▸ Exercise aim:
One part of the entries below is wanted: the lines from the one containing "Thanks, but I" through the one containing "Thank you for the PR.". Write those out exactly and nothing else.

- Opening Delimiter -

PR #513, opened 2018-08-01
Remove the custom page renderers from the Xamarin Forms projects.

ThadT:
The Xamarin Forms Android and iOS projects originally used page renderers to implement platform-specific OAuth for the "Author map" sample. The logic for that sample has been reworked to use conditional code blocks instead.
@nCastle1 - Another small (low priority) PR, please take a look when you have a chance.


ThadT:
Thanks @nCastle1, good catch. I didn't realize the page renderer was in play anywhere else in the app.

src/Forms/Shared/Samples/Security/OAuth/OAuth.xaml.cs
```diff
@@ -151,7 +151,7 @@ public async Task<Credential> CreateCredentialAsync(CredentialRequestInfo info)
 
 #if __ANDROID__
             // Get the current Android Activity
-            Activity activity = (Activity)Android.App.Application.Context;
```
nCastle1: Was this intentional? I think this is competing with other changes.

nCastle1: Note: I remembered that there's another PR open that addresses this.

PR #517, opened 2018-08-20
Readme display improvements

nCastle1:
This PR updates the sample viewers to display formatted readmes from the readme files for each sample. 

Note: many readmes needed to be renamed due to case-sensitive filesystems on iOS and Android.


nCastle1:
@ThadT I only made the change for the viewers that already had readme-viewing capabilities. There is an issue to implement for native iOS and Android later.

PR #519, opened 2018-08-22
Update WPF samples for Local Server 100.3

nCastle1:


src/WPF/ArcGISRuntime.WPF.Viewer/ArcGISLocalServer.AGSDeployment
```diff
@@ -1,109 +0,0 @@
...
-  </Package>
-  <!--Enables debugging options within the runtime.-->
-  <!--Debugging options should only be used for testing purposes, and not deployed in final solutions.-->
-  <Package name="Debug" enabled="false">
-    <ChildPackages>
-      <!--Adds support for runtime logging.-->
-      <Package name="Logging" enabled="false" />
-    </ChildPackages>
-  </Package>
-</Packages>
```
mbranscomb: Keeping this deployment file would allow for switching between Local Server v100.3 and Local Server v100.2. Unlikely to be a requirement in the context of the samples, but worth considering before removing.

PR #520, opened 2018-08-24
Updates to WMS service catalog

nCastle1:
This PR makes the following changes to the WMS service catalog sample across all platforms:
* Updated readme content with increased detail
* Updated the layer list to display as a tree (either simulated with spaces or with a TreeView control if available)


ThadT:
Awesome, looks great. Feel free to merge.

PR #90, opened 2020-11-25
enables markdown in the Gruntfile

jrtberlin:
I was checking #89 on a clean copy of the master branch to check for any breaking changes and noticed that it doesn't generate HTML files at all.

This commit adds the markdown file extension (`.md`) to the source file regex in the Gruntfile.


MagneFire:
Tested locally, your patch seems to solve this. :+1:

PR #95, opened 2021-01-25
Add instructions on how to get to fastboot

TheLastProject:


jrtberlin:
Hi, since `ADB` mode is not the default: Is there any reason you decided to document the `ADB` method instead of using `SSH`? 
`ssh root@192.168.2.15 'reboot -f bootloader'`

TheLastProject:
Well, ADB mode worked for me. I didn't try SSH mode. I can add the Developer Mode instructions too if you want.

jrtberlin:
> Well, ADB mode worked for me. I didn't try SSH mode. I can add the Developer Mode instructions too if you want.

Would be great if you could add this. Explaining both is probably good if one of them doesn't work for a user.
Thank you for improving the docs!

jrtberlin:
Thank you for improving our documentation!

PR #97, opened 2021-01-31
Update watch support state (sensors/aod)

MagneFire:
Updates the watch support state. Please confirm that I didn't make false claims :wink:


FlorentRevest:
Nice :) thank you for keeping this up-to-date. I'm not entirely sure about the mtk tilt to wake but it's best to underpromise than overpromise, we can always change the color later if this turns out to be incorrect.

PR #98, opened 2021-02-05
User used for app development has to be ceres

miathedev:
Thank you @MagneFire for your help. Pretty sure i would have spent many more hours if i did not had your help.

The user for running selfmade qt applications has to  be ceres. Root will not work.


MagneFire:
Good catch! Thanks for your contribution :smile:

PR #99, opened 2021-02-07
More app documentation

miathedev:
Add a complete documentation how to run a simple hello world application on your smartwatch.
I went through the complete documentation to test if theirs still something missing. Should be complete now.

Someone may pls go through my pull request and check for my English.

Even more is coming at a later state.
Like how to integrate a nice made app into the launcher or how to make a ipk out of your app to share it with friends.

### DIFF
--- a/pages/wiki/creating-an-asteroid-app.md
+++ b/pages/wiki/creating-an-asteroid-app.md
@@ -55,7 +55,7 @@ qtcreator
 
 This can be done automatically by prepending "source /usr/local/oecore-x86_64/environment-setup-armv7vet2hf-neon-oe-linux-gnueabi" before #!/bin/sh in _/usr/bin/qtcreator.sh_
 
-Now that you are in QtCreator go to ‘_Tools-&gt;Options-&gt;Devices_‘
+Now that you are in QtCreator go to ‘_Tools &#8594; Options &#8594; Devices_‘
 
 - Add a new Generic Linux Device.
 - Name it "AsteroidOS Watch".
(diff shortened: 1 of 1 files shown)


MagneFire:
Thank you so much for this PR. this is a huge improvement to our documentation!

I did notice one small thing. As you may know, we are currently upgrading the build system from `warrior` to `gatesgarth`. This has an important change on how apps are launched. We use `mapplauncherd` to improve performance of qml based apps, this is what the `invoker` command is used for. Apps are launched by opening them with the dlopen() function. This used to work for position-independent code. However a change in glibc made it so that only libraries can be opened that way.
The only solution I found is to compile AsteroidOS apps as libraries. This has the unfortunate side-effect that AsteroidOS apps can't be launched as an executable.

https://github.com/AsteroidOS/meta-asteroid/pull/57, see the mapplauncherd section.

So the question is: Can you change the `/home/ceres/apps/asteroid-helloworld` to `invoker --single-instance --type=qtcomponents-qt5 /home/ceres/apps/asteroid-helloworld` and verify that this works fine too? If this works you can also remove the `TODO` in the `Tips and tricks` section.

miathedev:
Im still allive, i just have some exams to finish. On 31.03 i have my last one.

I actually tried to compile your build @MagneFire and i failed doing so. After my last exam i will take a look why it failed on my machine.

MagneFire:
@miathedev Thanks for the update :smile:

All that stuff is now also merged. So, you should be able to use the regular https://github.com/AsteroidOS/asteroid/ source one too from now on if you run into further issues that is :wink:

dodoradio:
@miathedev What version of Qtcreator has the checkmark 'override deployment data from build system'? There does not seem to be a way to edit this in version 4.11, and must be edited in the [project].pro file

MagneFire:
Just a heads up, we are currently transitioning from qmake to CMake (https://github.com/AsteroidOS/qml-asteroid/pull/14). This might require further changes to the documentation.

miathedev:
Im going to recreate my fork. Stumbled upon some more things to add. And i have a branch conflicht!

PR #100, opened 2021-02-27
Add install instructions for the Huawei Watch 2.

MagneFire:
Update porting status page with mentions of the most relevant people who helped make this port possible.

I don't exactly know the stat of microphone, speaker and heart rate support. They are marked as unknown for now.

Please merge only after the Huawei Watch 2 images are available.


jrtberlin:
@MagneFire In case you still need an image for the Huawei Watch 2.

huaweiwatch2

MagneFire:
@jrtberlin Thanks, but I already have this one, slightly adjusted for the black screen instead of the WearOS screenshot:
https://github.com/MagneFire/asteroidos.org/blob/sawfish/assets/public/img/sawfish.png
But thanks for the reminder, I'll adjust the support table to what we know right now and merge this :smile:

MagneFire:
Ok, few changes since initial commit:
- Move slightly down in the install page, support isn't super good as the watch has the following quirks (some are fixed but not in upstream currently):
  - Speaker not working
  - Microphone not working
  - USB not working
  - UI not very smooth
  - Battery life is below average, even worse than WearOS
- Changed black screen watchface to be a little less black.

PR #103, opened 2021-04-14
Remove nowrap from inline code blocks

ChandlerSwift:
Before:
20210414_09h44m16s_grim

After:
20210414_09h49m04s_grim


FlorentRevest:
sweet! :)

PR #108, opened 2021-05-14
Add headline to section about getting toolchain

GeckoEidechse:
This change comes from me personally missing the link to the prebuilt SDKs and trying to build the toolchain from source simply due to starting to read the page from the first headline on.

Adding a headline above the first section explaining how to acquire the SDK and stating that building an SDK from source is an _alternative method_ should alleviate this problem.

I'm not 100% sure if this is correct as it's been a while since I fiddled with app development on AsteroidOS, so maybe someone with experience could OK this.


jrtberlin:
Thank you for the PR. 
I think the headline makes it more clear that a prebuilt SDK is an option. Next time you contribute it would be great if you could check for necessary empty lines beforehand.

PR #110, opened 2021-05-18
Add link to Discord

Doomsdayrs:
I created a discord server, Would be awesome to add it to the site footer.


jrtberlin:
Discord is a proprietary plattform with an unclear business model. We already have IRC/Matrix for communication. 
I don't think we should add an unofficial AsteroidOS channel to the official webpage.

jrtberlin:
It's great that you want to see the Asteroid community grow!

However, we came to the conclusion that It's not a good idea to split the small community up between multiple chats.
We also don't have a regular contributor on the project who is willing to actively use discord, and we don't want to list an unofficial channel on the webpage.

PR #118, opened 2021-08-10
Adapt SDK instructions for CMake.

MagneFire:
This PR finally addresses the lack of correct documentation for the new SDK that switches from `qmake` to `CMake`.

### DIFF
--- a/pages/wiki/creating-an-asteroid-app.md
+++ b/pages/wiki/creating-an-asteroid-app.md
@@ -52,8 +52,8 @@ This script will install the cross-compiler and ARM libraries in `/usr/local/oec
 
 ```
 source /usr/local/oecore-x86_64/environment-setup-armv7vehf-neon-oe-linux-gnueabi
-qmake
-make
+cmake -B build
+cmake --build build
 ```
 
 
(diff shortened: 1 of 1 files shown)


pages/wiki/creating-an-asteroid-app.md
```diff
@@ -75,34 +75,55 @@ Now that you are in QtCreator go to ‘_Tools-&gt;Options-&gt;Devices_‘
 - Add a new Generic Linux Device.
 - Name it "AsteroidOS Watch".
 - Choose 192.168.2.15 as IP address.
-- Use ceres as user.
+- Use root as user.
```
FlorentRevest, line 78: Ooc why does it need to be root now ? We should be able to run the app as user ceres. Is it maybe copying to an unwritable directory ? I thought the run command would push it to /tmp or something.

Otherwise, looks good to me! Thank you!

FlorentRevest (approved):

pages/wiki/creating-an-asteroid-app.md
MagneFire: Yes, the reason is indeed that QtCreator decides to push the binaries to `/usr/local/bin/` which requires root.
For the `invoker` to work I also needed to set the `XDG_RUNTIME_DIR` to `/run/user/1000` as otherwise it couldn't connect via D-Bus to the booster service...

FlorentRevest: Can we instead instruct it to put it in /tmp ? And run it as ceres?

MagneFire: That's what I initially did. But decided against it because it's very tedious to setup everytime you setup a new project.

@miathedev did also describe instructions for that in a previous PR https://github.com/AsteroidOS/asteroidos.org/pull/99/files#diff-e37cc1cf77fb59f01f81560400f6527c3f78f5f369765c373aad43c423f8f49cR115

That PR shows already part of the issue: you have to select the path to the locally built binary and a remote path. But even worse is that there appears to be no simple browse button for this purpose.

That's why I decided to leave this workaround as the solution. If you or @miathedev knows a better solution than that would be hugely beneficial as my solution is a bit of a hack in my opinion ;)

miathedev: Im sad that i dont have a better way yet.

Btw i cant await this PR to be merged. I didnt yet get CMake working. (And i didnt had any time yet to get more into it)

FlorentRevest: In the absence of a better alternative, it's fine to merge as is ;)

PR #123, opened 2021-10-30
Add Skipjack to supported devices list

R0NAM1:
As skipjack can currently run AsteroidOS (Although with very limited features at the moment) it is now a supported device, this PR is add it officially to the website and official build system.


jrtberlin (approved):
Thanks. I will merge your PR when a build is available to download!

MagneFire:
Overall, this looks good :+1: 

Only one comment I can find here is that `skipjack` should be positioned before `swift` as the list is alphabetically sorted based on number of stars and codename.

Issue #942, opened 2026-02-09
[Android] SIGSEGV null pointer dereference in globalEnv_CallVoidMethod (libdartjni.so)


dfdgsdfg:
## Description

- Closing Delimiter -

▸ Solution for this problem:
@jrtberlin Thanks, but I already have this one, slightly adjusted for the black screen instead of the WearOS screenshot:
https://github.com/MagneFire/asteroidos.org/blob/sawfish/assets/public/img/sawfish.png
But thanks for the reminder, I'll adjust the support table to what we know right now and merge this :smile:

MagneFire:
Ok, few changes since initial commit:
- Move slightly down in the install page, support isn't super good as the watch has the following quirks (some are fixed but not in upstream currently):
  - Speaker not working
  - Microphone not working
  - USB not working
  - UI not very smooth
  - Battery life is below average, even worse than WearOS
- Changed black screen watchface to be a little less black.

PR #103, opened 2021-04-14
Remove nowrap from inline code blocks

ChandlerSwift:
Before:
20210414_09h44m16s_grim

After:
20210414_09h49m04s_grim


FlorentRevest:
sweet! :)

PR #108, opened 2021-05-14
Add headline to section about getting toolchain

GeckoEidechse:
This change comes from me personally missing the link to the prebuilt SDKs and trying to build the toolchain from source simply due to starting to read the page from the first headline on.

Adding a headline above the first section explaining how to acquire the SDK and stating that building an SDK from source is an _alternative method_ should alleviate this problem.

I'm not 100% sure if this is correct as it's been a while since I fiddled with app development on AsteroidOS, so maybe someone with experience could OK this.


jrtberlin:
Thank you for the PR. 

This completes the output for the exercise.